» TASK PROMPT:
In the entries that follow, find every line containing "header" and copy it.

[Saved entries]
PR #10338, opened 2020-04-15
Add component library skeleton

Ferossgp:
This PR adds structure of the lib, a basic README and implements:
```
• color variables
• text variables
• spacing values
• text component
• universal header component
• animated header component for scroll animations
```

» EXERCISE RESPONSE:
• universal header component
• animated header component for scroll animations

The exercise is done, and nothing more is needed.